> [WHAT THE TASK REQUIRES]
Transcribe the following records in full, exactly as shown.

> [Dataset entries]
::::::::::

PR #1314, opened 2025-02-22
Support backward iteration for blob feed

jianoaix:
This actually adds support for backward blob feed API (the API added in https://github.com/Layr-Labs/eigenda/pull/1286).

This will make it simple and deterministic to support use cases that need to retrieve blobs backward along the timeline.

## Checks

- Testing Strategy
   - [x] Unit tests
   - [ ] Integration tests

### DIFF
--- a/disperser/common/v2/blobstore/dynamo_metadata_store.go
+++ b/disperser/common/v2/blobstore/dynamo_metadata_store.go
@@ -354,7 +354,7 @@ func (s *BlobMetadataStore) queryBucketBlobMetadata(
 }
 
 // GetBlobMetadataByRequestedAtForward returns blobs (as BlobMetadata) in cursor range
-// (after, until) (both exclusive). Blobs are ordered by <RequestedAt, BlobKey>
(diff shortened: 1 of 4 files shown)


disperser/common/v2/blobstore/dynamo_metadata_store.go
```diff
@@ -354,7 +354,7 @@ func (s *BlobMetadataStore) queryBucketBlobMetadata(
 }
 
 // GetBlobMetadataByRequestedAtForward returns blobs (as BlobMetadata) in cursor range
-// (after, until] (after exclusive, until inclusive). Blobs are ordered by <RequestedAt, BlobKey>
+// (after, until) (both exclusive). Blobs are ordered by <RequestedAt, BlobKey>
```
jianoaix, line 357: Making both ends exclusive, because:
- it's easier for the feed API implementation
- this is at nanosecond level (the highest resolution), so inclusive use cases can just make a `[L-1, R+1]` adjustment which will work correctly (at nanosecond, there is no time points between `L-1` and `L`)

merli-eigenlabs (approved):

::::::::::

> [TASK SOLUTION]
PR #1314, opened 2025-02-22
Support backward iteration for blob feed

jianoaix:
This actually adds support for backward blob feed API (the API added in https://github.com/Layr-Labs/eigenda/pull/1286).

This will make it simple and deterministic to support use cases that need to retrieve blobs backward along the timeline.

## Checks

- Testing Strategy
   - [x] Unit tests
   - [ ] Integration tests

### DIFF
--- a/disperser/common/v2/blobstore/dynamo_metadata_store.go
+++ b/disperser/common/v2/blobstore/dynamo_metadata_store.go
@@ -354,7 +354,7 @@ func (s *BlobMetadataStore) queryBucketBlobMetadata(
 }
 
 // GetBlobMetadataByRequestedAtForward returns blobs (as BlobMetadata) in cursor range
-// (after, until) (both exclusive). Blobs are ordered by <RequestedAt, BlobKey>
(diff shortened: 1 of 4 files shown)


disperser/common/v2/blobstore/dynamo_metadata_store.go
```diff
@@ -354,7 +354,7 @@ func (s *BlobMetadataStore) queryBucketBlobMetadata(
 }
 
 // GetBlobMetadataByRequestedAtForward returns blobs (as BlobMetadata) in cursor range
-// (after, until] (after exclusive, until inclusive). Blobs are ordered by <RequestedAt, BlobKey>
+// (after, until) (both exclusive). Blobs are ordered by <RequestedAt, BlobKey>
```
jianoaix, line 357: Making both ends exclusive, because:
- it's easier for the feed API implementation
- this is at nanosecond level (the highest resolution), so inclusive use cases can just make a `[L-1, R+1]` adjustment which will work correctly (at nanosecond, there is no time points between `L-1` and `L`)

merli-eigenlabs (approved):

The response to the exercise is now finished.